Ce qui le flattoit le plus dans la soumission volontaire des Génois, c'étoit l'exemple qu'ils donnoient aux peuples de la Toscane, de Rome et de Naples, dont il méditoit dès-lors l'invasion. Il crut que cet exemple entraîneroit l'Italie tout entière, et que, recevant avec bonté des peuples qui se livroient volontairement à lui, il n'auroit point à se justifier, aux yeux de l'Europe, d'avoir rompu la paix qu'il avoit jurée, ni d'avoir violé le traité de Lunéville.
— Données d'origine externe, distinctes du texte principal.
PR #354, opened 2020-01-21
Schedule Finder | Show schedule note on subways

thecristen:
#### Summary of changes
**Asana Ticket:** [Schedule Finder | Show schedule note instead of trips for subway](https://app.asana.com/0/385363666817452/1156654983519748/f)

Note: The official hours of operation published by plans and schedules on the system map is: "Bus and Rapid Transit services run from 5:15 a.m. to 12:30 a.m., Monday– Saturday; Sunday from 6:00 a.m. to 12:30 a.m." -- I'm using this as a stopgap until we refactor and have a reasonable way to fetch the first and last trips down to the minute specific to each origin/direction/destination.

### DIFF
--- a/apps/site/assets/css/_schedule-page.scss
+++ b/apps/site/assets/css/_schedule-page.scss
@@ -58,6 +58,19 @@
   padding: $base-spacing * 2 $base-spacing;
 }
 
+.m-schedule-page__schedule-notes--modal {
+  margin-top: $base-spacing;
+  padding: $base-spacing;
+
+  .m-schedule-page__schedule-note-title {
+    display: none;
+
+    + .m-schedule-page__schedule-note .m-schedule-page__service {
+      margin-top: 0;
+    }
+  }
+}
+
 .m-schedule-page__schedule-notes--desktop {
   margin-top: $base-spacing * 2;
 
@@ -363,13 +376,29 @@
   font-variant-numeric: tabular-nums;
 }
 
-.schedule-finder__first-last-trip {
+.schedule-finder__first-last-trip--bordered {
   border-top: 3px solid $gray-lightest;
+  padding: ($base-spacing / 2) 0;
+}
+
+.schedule-finder__first-last-trip-label {
+  @extend %u-small-caps;
+  @extend %u-bold;
+  margin-right: $base-spacing;
+  white-space: nowrap;
+
+  @include media-breakpoint-down(xs) {
+    display: block;
+  }
+}
+
+.first-last-trips {
+  align-items: baseline;
   display: flex;
-  justify-content: space-around;
-  // scss-lint:disable DuplicateProperty IE11 doesn't support space-evenly
-  justify-content: space-evenly;
-  padding: $base-spacing / 2;
+}
+
+.first-last-trips__trip:not(:first-child) {
+  margin-left: $base-spacing;
 }
 
 .schedule-table__subtable {
--- a/apps/site/assets/ts/schedule/components/schedule-finder/FirstLastTimes.tsx
+++ b/apps/site/assets/ts/schedule/components/schedule-finder/FirstLastTimes.tsx
@@ -24,6 +24,10 @@ const FirstLastTimes = ({
     return null;
   }
 
+  // For subway lines, the frequency of trips is lower on Saturdays, but
+  // the first and last trips are the same on Weekdays and Saturdays.
+  // When showing first and last trips use the weekday service,
+  // but label it as "Monday - Saturday".
   const timesList = [
     [
       "Monday - Saturday",
--- a/apps/site/assets/ts/schedule/components/schedule-finder/FirstLastTimes.tsx
+++ b/apps/site/assets/ts/schedule/components/schedule-finder/FirstLastTimes.tsx
@@ -1,62 +1,109 @@
-import React, { ReactElement } from "react";
-import { SelectedDirection } from "../ScheduleFinder";
-import { HoursOfOperation } from "../__schedule";
+import React, { ReactElement, useReducer, useEffect } from "react";
+import { SelectedDirection, SelectedOrigin } from "../ScheduleFinder";
+import { reducer } from "../../../helpers/fetch";
+import { shortTime } from "../../../helpers/date";
 
-const getTimes = (
-  hoursOfOperation: HoursOfOperation,
-  serviceType: "week" | "saturday" | "sunday",
-  selectedDirection: SelectedDirection
-): [string, string] => [
-  hoursOfOperation[serviceType][selectedDirection!].first_departure,
-  hoursOfOperation[serviceType][selectedDirection!].last_departure
-];
+type fetchAction =
+  | { type: "FETCH_COMPLETE"; payload: [] }
+  | { type: "FETCH_ERROR" }
+  | { type: "FETCH_STARTED" };
+
+// First and last departures for two sets of services
+const fetchData = (
+  routeId: string,
+  selectedOrigin: SelectedOrigin,
+  selectedDirection: SelectedDirection,
+  dispatch: (action: fetchAction) => void
+): Promise<void> => {
+  dispatch({ type: "FETCH_STARTED" });
+  return (
+    window.fetch &&
+    window
+      .fetch(
+        `/schedules/schedule_api/hours?stop=${selectedOrigin}&route=${routeId}&direction=${selectedDirection}`
+      )
+      .then(response => {
+        if (response.ok) return response.json();
+        throw new Error(response.statusText);
+      })
+      .then(json => dispatch({ type: "FETCH_COMPLETE", payload: json }))
+      // @ts-ignore
+      .catch(() => dispatch({ type: "FETCH_ERROR" }))
+  );
+};
 
 interface Props {
-  hoursOfOperation: HoursOfOperation;
+  routeId: string;
+  selectedOrigin: SelectedOrigin;
   selectedDirection: SelectedDirection;
 }
 
+// TODO Add tests
 const FirstLastTimes = ({
-  hoursOfOperation,
+  routeId,
+  selectedOrigin,
   selectedDirection
 }: Props): ReactElement<HTMLElement> | null => {
-  if (selectedDirection === null) {
-    return null;
-  }
+  const [state, dispatch] = useReducer(reducer, {
+    data: null,
+    isLoading: true,
+    error: false
+  });
+
+  useEffect(
+    () => {
+      fetchData(routeId, selectedOrigin, selectedDirection, dispatch);
+    },
+    [routeId, selectedOrigin, selectedDirection]
+  );
 
   // For subway lines, the frequency of trips is lower on Saturdays, but
   // the first and last trips are the same on Weekdays and Saturdays.
   // When showing first and last trips use the weekday service,
   // but label it as "Monday - Saturday".
-  const timesList = [
-    [
-      "Monday - Saturday",
-      ...getTimes(hoursOfOperation, "week", selectedDirection)
-    ],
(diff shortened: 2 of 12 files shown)


apps/site/assets/ts/schedule/components/schedule-finder/ScheduleModalContent.tsx
```diff
@@ -130,6 +134,61 @@ const ScheduleModalContent = ({
...
       : directionDestinations[selectedDirection];
 
+  let ScheduledTripsOrScheduleNote: ReactElement<HTMLElement>;
+
+  if (scheduleNote) {
+    // we will show the schedule note along with the first and
+    // last trip times in lieu of the service picker and trip table.
+    const defaultFirstLastTimes: { [key: string]: [string, string] } = {
+      "Monday - Saturday": ["05:15 AM", "12:30 AM"],
+      Sunday: ["06:00 AM", "12:30 AM"]
```
digitalcora: What do you think of locating this data within `schedule_note.ex`, alongside the other static info that gets fed in as the `scheduleNote` property?

apps/site/assets/ts/schedule/schedule-loader.tsx
```diff
@@ -100,6 +101,7 @@ const renderDirectionAndMap = (
       ratingEndDate={ratingEndDate}
       stops={stops}
       today={today}
+      scheduleNote={scheduleNote!}
```
digitalcora: Why is the not-null override needed here? Are we guaranteed to always have a scheduleNote at this point?

ingridpierre:
This is a revision to the styling of the first/last trips in general, but seeing how the justified content spacing is turning out on midsize (MD/SM) devices is revealing potential accessibility/legibility issues. I worry that users using magnification or screen zoom may miss the last trip entirely if we don't push them together. **Let's make the label and its values be left aligned with 1 rem of spacing between each**

**CURRENT:**

image
image


**DESIRED:**

image

image

ingridpierre:
A few more things:
- Hoping that the comment above this one will solve the spacing issues seen in XS here, but we may have to force a line break after the label if not?
image

apps/site/assets/ts/schedule/components/schedule-finder/ScheduleModalContent.tsx
thecristen: Yes, that sounds way better. I also just discovered `apps/schedules/lib/hours_of_operation.ex`, which I'm going to see if I can leverage here instead.

digitalcora: Indeed, it seems we already have an `HoursOfOperation` React component as well. This is all new stuff to me, glad we're uncovering it 😊

thecristen:
@ingridpierre I ended up needing that line break after all. Anyhow feel free to take another look! :)

@digitalcora I pretty much substantially revised my approach -- this change adds an hours_of_operation field to the ScheduleNote. It's leveraging the existing functionality from `Schedules.HoursOfOperation` though I chose to edit the resulting datetimes to just give me the time strings I needed... anyhow, feedback welcome. :)

apps/site/assets/ts/schedule/components/schedule-finder/FirstLastTimes.tsx
```diff
@@ -0,0 +1,60 @@
...
+  selectedDirection
+}: Props): ReactElement<HTMLElement> | null => {
+  if (selectedDirection === null) {
+    return null;
+  }
+
+  const timesList = [
+    [
+      "Monday - Saturday",
+      ...getTimes(hoursOfOperation, "week", selectedDirection)
```
digitalcora: The types define a `"saturday"`, but we seem to ignore that here and assume the `"week"` times are also valid for Saturday — curious why that is.

apps/site/lib/site_web/views/helpers/time_helpers.ex
```diff
@@ -1,9 +1,18 @@
 defmodule SiteWeb.TimeHelpers do
+  @moduledoc """
+  Shortcuts to manipulate DateTimes and Dates
+  """
```
digitalcora: In the case that the moduledoc fits on one line, we don't have to use the multi-line docstring format:

```elixir
@moduledoc "Shortcuts to manipulate DateTimes and Dates"
```

apps/site/lib/site/schedule_note.ex
```diff
@@ -7,24 +7,37 @@ defmodule Site.ScheduleNote do
...
+            alternate_text: nil,
+            hours_of_operation: []
 
   @type t :: %__MODULE__{
           peak_service: String.t(),
           offpeak_service: String.t(),
           exceptions: [exception],
-          alternate_text: String.t() | nil
+          alternate_text: String.t() | nil,
+          hours_of_operation: [hours_of_operation]
```
digitalcora: This type appears to be incorrect; `hours_of_operation` is set to the return value of the `hours` function, which is an `HoursOfOperation` struct. But, this struct doesn't align with its own typespec (`adjust_departures` changes the type of the fields). It looks like the purpose of "adjusting" the departures is to format the time values. Can we do this on the frontend? It seems like more of a view-layer concern.

apps/site/lib/site_web/views/cms_view.ex
```diff
@@ -4,7 +4,7 @@ defmodule SiteWeb.CMSView do
   """
   use SiteWeb, :view
 
-  import SiteWeb.TimeHelpers
+  import SiteWeb.TimeHelpers, except: [format_time: 1]
```
digitalcora: This seems potentially confusing as it's unclear which helpers we _do_ use, just from looking at this line. I think using `only` might be better here.

apps/site/test/site/lib/schedule_note_test.exs
```diff
@@ -36,6 +36,16 @@ defmodule Site.ScheduleNoteTest do
       )
     end
 
+    test "returns a schedule note with hours of operation for all lines" do
+      @all_lines
+      |> Enum.map(&ScheduleNote.new/1)
+      |> Enum.map(
+        assert(fn note ->
+          note.hours_of_operation
```
digitalcora: Is there a more detailed assertion we can make here? (that would nevertheless be resistant to changes in live data...)

apps/site/assets/css/_schedule-page.scss
```diff
@@ -363,13 +376,29 @@
...
 
-.schedule-finder__first-last-trip {
+.schedule-finder__first-last-trip--bordered {
   border-top: 3px solid $gray-lightest;
+  padding: ($base-spacing / 2) 0;
+}
+
+.schedule-finder__first-last-trip-label {
+  @extend .u-small-caps; // scss-lint:disable PlaceholderInExtend
+  @extend .u-bold; // scss-lint:disable PlaceholderInExtend
```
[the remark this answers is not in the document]
thecristen: On the chance that we decide in the future to change our bold style (say by tweaking the font-weight from bold to bolder, or adjusting font-size, or any other change) by redefining `.u-bold`, extending the class here will help us stay consistent.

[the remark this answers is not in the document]
digitalcora: OK — is there a more-recommended way for us to do this, such that we wouldn't have to suppress a warning?

apps/site/assets/ts/schedule/components/schedule-finder/FirstLastTimes.tsx
thecristen: Oh I should have added a comment on that! We shall be enlightened in an imminent commit :)

ingridpierre:
On closer inspection, do the first and last trip values not change here depending on the stop i've selected? They should differ from stop to stop. I think using the hours of operation got us further from the design intent here.

For example, on the Red Line, all the Northbound stops say their first trip happens at 5:16, and all the southbound stops say their first trip is at 5:13,  but that's not true. For example the actual first southbound trip doesn't leave Downtown Crossing until 5:36 AM.

apps/site/assets/css/_schedule-page.scss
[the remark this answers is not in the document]
thecristen: The config is [expecting](https://github.com/sds/scss-lint/blob/master/lib/scss_lint/linter/README.md#placeholderinextend) us to extend a [placeholder](https://sass-lang.com/documentation/style-rules/placeholder-selectors) and use that instead of extending the class. 

We have a handful of placeholder selectors scattered across our code base, though most of them are only used in the file they are defined in.

Some options:
1) Use these two extended classes in the HTML markup (likely the intended usage of such a class and easy enough to do for this selector).
2) Update the scss-lint config to disable that particular check (easy, and we can remove 3 of ~30 instances of `// scss-lint:disable`).
3) Write and use placeholders instead (this will work for this case, but still leaves us high and dry in the case where we want to extend an existing class from, say, Bootstrap -- which admittedly doesn't happen very often).

thecristen:
Well, that's true - it's specific to the route and direction but not the stop. Let me see what I can do...

apps/site/assets/css/_schedule-page.scss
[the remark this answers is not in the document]
digitalcora: It seems like there are [legitimate pitfalls](http://8gramgorilla.com/mastering-sass-extends-and-placeholders/) to extending selectors, so I don't think continuing to disable the linter check is the best option in the long run. I like the idea of using placeholders since that's the recommended alternative, but I'm not sure how much work it would be to replace all our existing instances of `@extend .selector`. If it's non-trivial, maybe we can file that as a separate tech debt task?

thecristen:
@ingridpierre This should be showing first/last trips specific to each stop/route/direction now!! :)

thecristen:
@digitalcora I changed my entire approach and am no longer attaching this information to the schedule note. Instead I wrote a schedules_api endpoint that will return information for the first/last trips. I still need to tweak it and add tests but I think it works for what I'm trying to do....

ingridpierre:
Working correctly for the most part where service was normal. Wanted to look at this during the weekend shuttles and managed to catch some interesting states. The shuttled stops for Alewife through Harvard lost their first and last trip time information wholesale (see screenshot below). Can you help me understand what might be happening here? I'd like to think through a follow up ticket to cover this case with some additional messaging, maybe a link to the alerts tab or something lightweight to explain the missing info. 

Not sure it belongs in this PR though. I was seeing a few errors like: "Failed to load resource: the server responded with a status of 500 (Internal Server Error)" in the console.

image

Weirdly very far away prediction showing:
image

ingridpierre:
Hopefully the image below provides more context for the related errors I saw:
image

thecristen:
@ingridpierre The weirdly far away prediction is definitely a task for another ticket (I just filed one for that), but I'd like to look into the rest. 

Thanks for looking at this at a time of non-normal service; it really highlights how my approach falls apart there! 

**What is happening:** Since the subway / schedule note modal design removes the service picker, fetching and showing first/last trips becomes a bit more ambiguous as we first need a set of schedules to read from. Which schedules do we use? I was taking an upcoming weekday and upcoming weekend date to fetch schedules for those dates and compute the first/last trip times, but this produces strange results when said upcoming date happens to have unusual service.

In the case of the 500 error you cited here, I am getting no schedules for the relevant Saturday and Sunday for that route/stop/direction (because yay shuttles). Back to the drawing board...

ingridpierre:
@thecristen do you want to just merge in the bit that adds the blue note part in place of the schedule, and leave the first/last trip display for a different ticket? This would unblock the flag removal.

thecristen:
An excellent idea! I'm going to archive this branch and make a new PR with the first/last trip display omitted.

Par ces considérations, qui font peu d'honneur à sa pénétration, il avoit envoyé de nouvelles instructions aux nombreuses créatures qu'il entretenoit dans la ville de Gênes il leur avoit spécialement recommandé de tourner en ridicule leurs institutions républicaines, et de faire espérer, dans un changement de gouvernement, au peuple une diminution d'impôts, aux nobles des titres, des places et des honneurs. Il avoit attaché à ses intérêts MM. Cambiaso, Serra, Durazzo, Briguolé, Doria, et autres familles jadis riches et puissantes dans l'état, alors appauvries par la révolution, mais qui, par leur nom, exerçoient encore un reste d'influence sur la multitude.

Le 4 juin, tandis qu'il s'occupoit à Milan des institutions de son nouveau royaume, une nombreuse députation de la république ligurienne fut introduite auprès de lui, déposa à ses pieds les archives de la ville, les votes de tous les citoyens, et une adresse daus la

quelle le peuple de Gênes, las et malheureux de son indépendance, demandoit à être incorporé à la France. L'empereur répondit aux députés :

« Messieurs,

« Je suis souvent intervenu dans vos affaires, et toujours dans l'intention de faire prospérer les idées libérales (1); mais j'ai découvert que cela étoit impossible tant que vous resteriez abandonnés à vos propres forces. Les Anglois et les Barbaresques y mettront constamment obstacle.

« La postérité me saura gré d'avoir voulu vous délivrer, vous et le monde entier, du joug humiliant des Anglois et des Barbaresques.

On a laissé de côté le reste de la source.